16. Selon l’article L. 2312-15 du code du travail, le comité social et économique émet des avis et des vœux dans l’exercice de ses attributions consultatives. Il peut, s’il estime ne pas disposer d’éléments suffisants, saisir le président du tribunal judiciaire statuant selon la procédure accélérée au fond, pour qu’il ordonne la communication par l’employeur des éléments manquants.

17. Aux termes de l’article 9 du code de procédure civile, il incombe à chaque partie de prouver conformément à la loi les faits nécessaires au succès de sa prétention.

18. Aux termes de l’article 1353 du code civil, celui qui réclame l’exécution d’une obligation doit la prouver. Réciproquement, celui qui se prétend libéré doit justifier le paiement ou le fait qui a produit l’extinction de son obligation.

19. Appréciant souverainement les éléments de fait qui lui étaient soumis, la cour d’appel a constaté qu’à l’occasion des différentes réunions entre la direction et le comité, la société avait répondu aux questions formulées dans les huit points détaillés dans la demande de communication, que notamment la base de données économiques, sociales et environnementales comprenant divers documents au titre des investissements, de l’endettement et des impôts, de la rémunération des financeurs et des flux financiers de l’entreprise pour l’année 2021, était à la disposition des élus du comité, que de nombreux documents complémentaires avaient déjà été communiqués à l’expert-comptable désigné par le comité, lesquels documents pouvaient être communiqués aux membres du comité tenus également à l’obligation de discrétion pour les documents présentés comme confidentiels par l’employeur.

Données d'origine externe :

PR #101, opened 2018-10-11
fix the issue that the lays of images doesn't have full image info.

armstrongli:
some of the history has body like:
```json
    {
      "v1Compatibility":
        "{\"id\":\"38c5916c333...\",\"parent\":\"bac7f0439852...\"}"
    }
```

The analyze function break directly.


nurmi:
Hi @armstrongli - thank you for yet another improvement contribution, we really appreciate it!

We'll need for you to re-commit after signing off on the commit (the process hasn't changed since you're last contributions, although we have added the DCO check module that should be showing in this thread as part of the PR to help act as a reminder)

Once signed off, the PR looks good to me.

armstrongli:
@nurmi sign-off added. PTAL

nurmi:
Thanks @armstrongli !

PR #102, opened 2018-10-11
Improve Java properties and manifest file parsing support

jvz:
This is a small cleanup for the Java analyzer. In preparation for adding
better manifest file support, I've moved some Java-related utility code
into its own file along with unit tests.

This now includes said manifest parsing improvements. Later on, I can
add a Jenkins plugin artifact type which will use additional manifest
data from the jar.

@reviewbybees


nurmi:
thanks @jvz !  Really nice cleanup and organization of the java metadata parsing implementation - very much appreciated.

PR #137, opened 2019-02-04
Make use of ANCHORE_LOG_LEVEL env variable

jbouse:

This PR includes the use of the ANCHORE_LOG_LEVEL env variable that is already defined in the Dockefile but not used within the /config/config.yaml file.

**Which issue this PR fixes** 

Issue not filed on problem


nurmi:
Good catch @jbouse - thank you for the contribution!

20. Elle a pu en déduire, sans inverser la charge de la preuve, que les éléments dont disposait le comité étaient suffisants en vue de sa consultation, en sorte qu’elle a rejeté la demande de communication de documents et réponses supplémentaires.

21. Le moyen n’est, dès lors, pas fondé.

PAR CES MOTIFS, la Cour :

REJETTE le pourvoi ;

Condamne le comité social et économique de la société GE Energy Products France aux dépens ;

En application de l’article 700 du code de procédure civile, rejette les demandes ;

Ainsi fait et jugé par la Cour de cassation, chambre sociale, et prononcé publiquement le trois décembre deux mille vingt-cinq par mise à disposition de l’arrêt au greffe de la Cour, les parties ayant été préalablement avisées dans les conditions prévues au deuxième alinéa de l’article 450 du code de procédure civile.